◆ **AIM OF THE EXERCISE**
Each entry needs to be duplicated exactly.

◆ **DATASET EXCERPTS**

PR #2730, opened 2026-07-28
[#2728] Sanitize hrefs in prosemirror-rendered content

### LINKED ISSUE #2728: Render-side content sanitization

pi-sigma:
Prosemirror rich text fields (e.g. FAQ answers, category descriptions, product content) allow the LINK mark with no restriction on href scheme. Nothing in the editor, form validation, or render pipeline rejected schemes like javascript: or data:, so a stored answer could execute arbitrary JS in a citizen's session when they clicked the link on the public FAQ page (stored XSS).

Add an href allow-list (http(s), mailto, tel, relative/fragment) and apply it in get_rendered_content()/get_product_rendered_content(), plus the PDC API serializers that returned raw .html untouched.

This is a render-side backstop in open_inwoner; the root cause in `maykin-django-prosemirror` (unvalidated href on the link mark) is tracked separately for a fix upstream (https://github.com/maykinmedia/django-prosemirror/pull/56).

Closes #2728

### DIFF
--- a/src/open_inwoner/api/pdc/serializers.py
+++ b/src/open_inwoner/api/pdc/serializers.py
@@ -9,6 +9,7 @@ from open_inwoner.pdc.models.product import (
     ProductFile,
     ProductLocation,
 )
+from open_inwoner.utils.html import sanitize_html
 
 
 class FilerImageSerializer(serializers.ModelSerializer):
@@ -68,7 +69,7 @@ class Questionserializer(serializers.ModelSerializer):
     def get_answer(self, obj):
         if obj.answer:
             try:
-                return obj.answer.html
+                return sanitize_html(obj.answer.html)
             except Exception:
                 return None
         return None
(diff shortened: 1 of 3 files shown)


swrichards (commented):
@pi-sigma This is a very good find, but I think the best place to fix this would be in the library itself. If I am reading this correctly, we would still be storing the offending href tags in the prosemirror document and only removing them on render, which is treating the symptom. Let's discuss later if we have time to do this, or whether we first go with this quick fix and schedule the prosemirror fix for later.

pi-sigma:
@swrichards PR in the library exists (https://github.com/maykinmedia/django-prosemirror/pull/56), I updated the comment above. As stated in the description, this is just a stopgap to prevent malicious content which has already been saved from being rendered. Perhaps a clean up via a data migration is better?

swrichards (approved):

◆ **WRITTEN ANSWER**
PR #2730, opened 2026-07-28
[#2728] Sanitize hrefs in prosemirror-rendered content

### LINKED ISSUE #2728: Render-side content sanitization

pi-sigma:
Prosemirror rich text fields (e.g. FAQ answers, category descriptions, product content) allow the LINK mark with no restriction on href scheme. Nothing in the editor, form validation, or render pipeline rejected schemes like javascript: or data:, so a stored answer could execute arbitrary JS in a citizen's session when they clicked the link on the public FAQ page (stored XSS).

Add an href allow-list (http(s), mailto, tel, relative/fragment) and apply it in get_rendered_content()/get_product_rendered_content(), plus the PDC API serializers that returned raw .html untouched.

This is a render-side backstop in open_inwoner; the root cause in `maykin-django-prosemirror` (unvalidated href on the link mark) is tracked separately for a fix upstream (https://github.com/maykinmedia/django-prosemirror/pull/56).

Closes #2728

### DIFF
--- a/src/open_inwoner/api/pdc/serializers.py
+++ b/src/open_inwoner/api/pdc/serializers.py
@@ -9,6 +9,7 @@ from open_inwoner.pdc.models.product import (
     ProductFile,
     ProductLocation,
 )
+from open_inwoner.utils.html import sanitize_html
 
 
 class FilerImageSerializer(serializers.ModelSerializer):
@@ -68,7 +69,7 @@ class Questionserializer(serializers.ModelSerializer):
     def get_answer(self, obj):
         if obj.answer:
             try:
-                return obj.answer.html
+                return sanitize_html(obj.answer.html)
             except Exception:
                 return None
         return None
(diff shortened: 1 of 3 files shown)


swrichards (commented):
@pi-sigma This is a very good find, but I think the best place to fix this would be in the library itself. If I am reading this correctly, we would still be storing the offending href tags in the prosemirror document and only removing them on render, which is treating the symptom. Let's discuss later if we have time to do this, or whether we first go with this quick fix and schedule the prosemirror fix for later.

pi-sigma:
@swrichards PR in the library exists (https://github.com/maykinmedia/django-prosemirror/pull/56), I updated the comment above. As stated in the description, this is just a stopgap to prevent malicious content which has already been saved from being rendered. Perhaps a clean up via a data migration is better?

swrichards (approved):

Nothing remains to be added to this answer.